When a line in the data below includes "package", pick it out and copy it.

(Material provided begins)

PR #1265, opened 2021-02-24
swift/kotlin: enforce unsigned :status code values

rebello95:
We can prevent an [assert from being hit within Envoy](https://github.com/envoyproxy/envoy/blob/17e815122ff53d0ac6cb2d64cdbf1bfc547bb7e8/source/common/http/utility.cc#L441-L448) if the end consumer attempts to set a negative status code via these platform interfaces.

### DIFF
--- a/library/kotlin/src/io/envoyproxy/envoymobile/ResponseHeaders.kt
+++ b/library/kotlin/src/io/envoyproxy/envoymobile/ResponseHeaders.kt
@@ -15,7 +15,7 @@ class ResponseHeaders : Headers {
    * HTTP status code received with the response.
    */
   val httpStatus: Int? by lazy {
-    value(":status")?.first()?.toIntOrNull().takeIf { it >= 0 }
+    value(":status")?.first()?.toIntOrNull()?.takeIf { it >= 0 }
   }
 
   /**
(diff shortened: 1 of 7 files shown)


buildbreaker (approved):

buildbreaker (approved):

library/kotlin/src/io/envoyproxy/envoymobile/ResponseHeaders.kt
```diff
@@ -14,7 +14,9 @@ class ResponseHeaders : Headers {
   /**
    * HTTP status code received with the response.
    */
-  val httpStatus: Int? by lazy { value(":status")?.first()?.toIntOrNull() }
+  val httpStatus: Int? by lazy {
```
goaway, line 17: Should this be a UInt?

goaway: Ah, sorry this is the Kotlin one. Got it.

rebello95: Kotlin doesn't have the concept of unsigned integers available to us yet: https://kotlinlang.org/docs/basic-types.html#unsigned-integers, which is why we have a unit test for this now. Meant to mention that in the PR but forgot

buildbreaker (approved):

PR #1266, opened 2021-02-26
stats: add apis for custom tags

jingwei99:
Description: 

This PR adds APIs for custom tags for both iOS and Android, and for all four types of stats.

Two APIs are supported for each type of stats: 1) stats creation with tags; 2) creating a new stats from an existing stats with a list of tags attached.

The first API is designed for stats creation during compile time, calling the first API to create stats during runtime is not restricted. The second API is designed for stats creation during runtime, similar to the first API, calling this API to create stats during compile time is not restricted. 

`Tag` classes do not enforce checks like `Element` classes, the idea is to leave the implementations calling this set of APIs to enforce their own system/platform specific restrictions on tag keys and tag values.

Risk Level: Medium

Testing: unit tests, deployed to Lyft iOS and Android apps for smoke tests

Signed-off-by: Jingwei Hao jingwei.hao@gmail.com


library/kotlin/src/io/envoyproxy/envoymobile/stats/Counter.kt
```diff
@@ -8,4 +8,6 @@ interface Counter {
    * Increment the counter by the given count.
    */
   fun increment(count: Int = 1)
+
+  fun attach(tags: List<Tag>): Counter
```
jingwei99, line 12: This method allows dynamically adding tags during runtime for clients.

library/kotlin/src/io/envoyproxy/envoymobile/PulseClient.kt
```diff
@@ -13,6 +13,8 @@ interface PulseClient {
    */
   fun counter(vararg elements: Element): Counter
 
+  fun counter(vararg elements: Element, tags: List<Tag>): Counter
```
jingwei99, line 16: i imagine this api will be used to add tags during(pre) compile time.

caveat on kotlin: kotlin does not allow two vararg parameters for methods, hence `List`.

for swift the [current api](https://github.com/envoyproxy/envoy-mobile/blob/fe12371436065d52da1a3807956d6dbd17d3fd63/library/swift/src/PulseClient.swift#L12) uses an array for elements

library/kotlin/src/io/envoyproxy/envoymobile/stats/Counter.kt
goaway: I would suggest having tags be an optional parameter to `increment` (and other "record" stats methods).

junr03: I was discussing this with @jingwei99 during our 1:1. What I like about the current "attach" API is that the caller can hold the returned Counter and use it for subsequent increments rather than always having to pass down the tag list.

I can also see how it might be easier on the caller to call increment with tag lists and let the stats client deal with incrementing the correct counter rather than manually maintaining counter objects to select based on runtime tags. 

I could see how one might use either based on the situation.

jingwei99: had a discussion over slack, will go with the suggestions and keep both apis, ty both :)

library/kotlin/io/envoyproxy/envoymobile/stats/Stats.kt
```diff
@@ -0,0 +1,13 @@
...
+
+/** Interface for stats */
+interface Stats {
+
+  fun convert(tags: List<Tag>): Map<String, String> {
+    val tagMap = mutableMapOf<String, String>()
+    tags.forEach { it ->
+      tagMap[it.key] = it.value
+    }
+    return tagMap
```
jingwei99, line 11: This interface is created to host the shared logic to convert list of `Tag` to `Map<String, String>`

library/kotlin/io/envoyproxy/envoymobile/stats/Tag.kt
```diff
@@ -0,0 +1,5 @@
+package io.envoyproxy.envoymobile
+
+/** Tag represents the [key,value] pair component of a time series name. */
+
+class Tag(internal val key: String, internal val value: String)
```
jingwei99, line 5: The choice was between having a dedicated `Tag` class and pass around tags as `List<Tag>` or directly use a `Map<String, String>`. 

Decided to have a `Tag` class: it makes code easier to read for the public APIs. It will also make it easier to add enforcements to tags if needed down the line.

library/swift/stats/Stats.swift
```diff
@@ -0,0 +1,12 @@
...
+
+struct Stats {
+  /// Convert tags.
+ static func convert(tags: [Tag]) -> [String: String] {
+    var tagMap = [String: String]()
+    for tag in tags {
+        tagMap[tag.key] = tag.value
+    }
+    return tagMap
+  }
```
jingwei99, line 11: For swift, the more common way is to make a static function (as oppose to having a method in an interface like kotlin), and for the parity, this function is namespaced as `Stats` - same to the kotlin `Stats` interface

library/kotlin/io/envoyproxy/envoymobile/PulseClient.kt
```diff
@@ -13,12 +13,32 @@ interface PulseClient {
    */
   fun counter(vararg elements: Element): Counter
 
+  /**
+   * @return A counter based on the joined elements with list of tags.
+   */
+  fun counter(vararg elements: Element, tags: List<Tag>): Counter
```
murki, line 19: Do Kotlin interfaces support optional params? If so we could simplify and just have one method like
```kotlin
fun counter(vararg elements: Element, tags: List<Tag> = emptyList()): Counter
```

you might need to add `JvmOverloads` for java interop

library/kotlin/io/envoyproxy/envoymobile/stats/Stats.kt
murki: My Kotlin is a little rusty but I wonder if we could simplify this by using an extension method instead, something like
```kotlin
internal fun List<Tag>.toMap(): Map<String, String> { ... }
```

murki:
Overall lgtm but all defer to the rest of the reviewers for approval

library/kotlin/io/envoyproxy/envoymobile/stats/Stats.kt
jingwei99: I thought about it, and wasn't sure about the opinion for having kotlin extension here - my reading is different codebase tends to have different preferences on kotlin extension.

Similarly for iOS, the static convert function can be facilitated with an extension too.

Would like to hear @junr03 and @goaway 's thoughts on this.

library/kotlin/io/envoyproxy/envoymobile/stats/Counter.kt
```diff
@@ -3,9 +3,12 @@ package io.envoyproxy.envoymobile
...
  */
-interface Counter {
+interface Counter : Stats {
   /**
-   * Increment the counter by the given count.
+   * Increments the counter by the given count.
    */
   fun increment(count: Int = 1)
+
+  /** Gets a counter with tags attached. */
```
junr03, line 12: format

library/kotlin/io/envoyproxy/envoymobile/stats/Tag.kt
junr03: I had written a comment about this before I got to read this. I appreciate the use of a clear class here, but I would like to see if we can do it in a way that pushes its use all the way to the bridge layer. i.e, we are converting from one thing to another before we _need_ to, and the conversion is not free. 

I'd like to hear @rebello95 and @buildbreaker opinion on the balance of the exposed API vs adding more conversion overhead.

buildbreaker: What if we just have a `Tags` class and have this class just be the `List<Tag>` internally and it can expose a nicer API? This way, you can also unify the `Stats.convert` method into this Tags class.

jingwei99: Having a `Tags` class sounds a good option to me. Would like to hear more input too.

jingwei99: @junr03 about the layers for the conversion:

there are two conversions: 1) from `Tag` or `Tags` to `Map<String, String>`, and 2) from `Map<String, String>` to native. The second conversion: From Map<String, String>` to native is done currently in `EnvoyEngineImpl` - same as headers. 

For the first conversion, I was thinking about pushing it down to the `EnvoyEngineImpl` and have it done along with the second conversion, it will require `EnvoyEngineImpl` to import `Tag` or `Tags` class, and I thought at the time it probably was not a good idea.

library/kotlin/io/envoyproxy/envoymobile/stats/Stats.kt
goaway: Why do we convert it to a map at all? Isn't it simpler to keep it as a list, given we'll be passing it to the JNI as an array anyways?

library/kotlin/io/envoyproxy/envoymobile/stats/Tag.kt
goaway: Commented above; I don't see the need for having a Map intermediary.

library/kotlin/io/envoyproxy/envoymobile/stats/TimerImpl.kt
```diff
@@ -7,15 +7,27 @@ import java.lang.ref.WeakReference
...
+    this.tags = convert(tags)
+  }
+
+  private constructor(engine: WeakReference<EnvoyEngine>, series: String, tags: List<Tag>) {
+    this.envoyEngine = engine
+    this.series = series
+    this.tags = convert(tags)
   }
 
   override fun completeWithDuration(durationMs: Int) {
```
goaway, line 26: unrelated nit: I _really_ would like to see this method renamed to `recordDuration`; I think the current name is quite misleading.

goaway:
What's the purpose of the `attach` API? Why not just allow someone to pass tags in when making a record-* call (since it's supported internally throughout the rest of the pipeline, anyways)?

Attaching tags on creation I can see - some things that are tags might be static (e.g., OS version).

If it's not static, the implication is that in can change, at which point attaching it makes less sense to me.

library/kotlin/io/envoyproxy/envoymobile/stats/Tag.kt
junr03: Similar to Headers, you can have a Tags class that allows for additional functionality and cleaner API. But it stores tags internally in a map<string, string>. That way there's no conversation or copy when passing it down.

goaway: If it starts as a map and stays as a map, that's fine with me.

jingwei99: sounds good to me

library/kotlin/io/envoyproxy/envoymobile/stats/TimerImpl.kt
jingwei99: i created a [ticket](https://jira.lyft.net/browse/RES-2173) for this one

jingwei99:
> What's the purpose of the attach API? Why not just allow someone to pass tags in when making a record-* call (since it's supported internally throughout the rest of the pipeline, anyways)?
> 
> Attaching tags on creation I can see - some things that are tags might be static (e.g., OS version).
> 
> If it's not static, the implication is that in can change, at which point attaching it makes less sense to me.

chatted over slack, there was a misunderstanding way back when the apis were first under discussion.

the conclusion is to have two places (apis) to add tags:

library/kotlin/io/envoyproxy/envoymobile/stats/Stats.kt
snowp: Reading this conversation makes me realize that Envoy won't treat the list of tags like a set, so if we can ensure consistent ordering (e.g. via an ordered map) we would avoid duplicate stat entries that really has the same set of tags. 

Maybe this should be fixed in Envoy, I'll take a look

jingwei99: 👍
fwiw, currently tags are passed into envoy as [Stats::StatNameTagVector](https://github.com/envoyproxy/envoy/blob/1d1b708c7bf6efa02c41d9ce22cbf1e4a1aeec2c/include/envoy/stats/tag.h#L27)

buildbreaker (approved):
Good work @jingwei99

(Material provided ends)

#### Finished exercise
+package io.envoyproxy.envoymobile
@@ -3,9 +3,12 @@ package io.envoyproxy.envoymobile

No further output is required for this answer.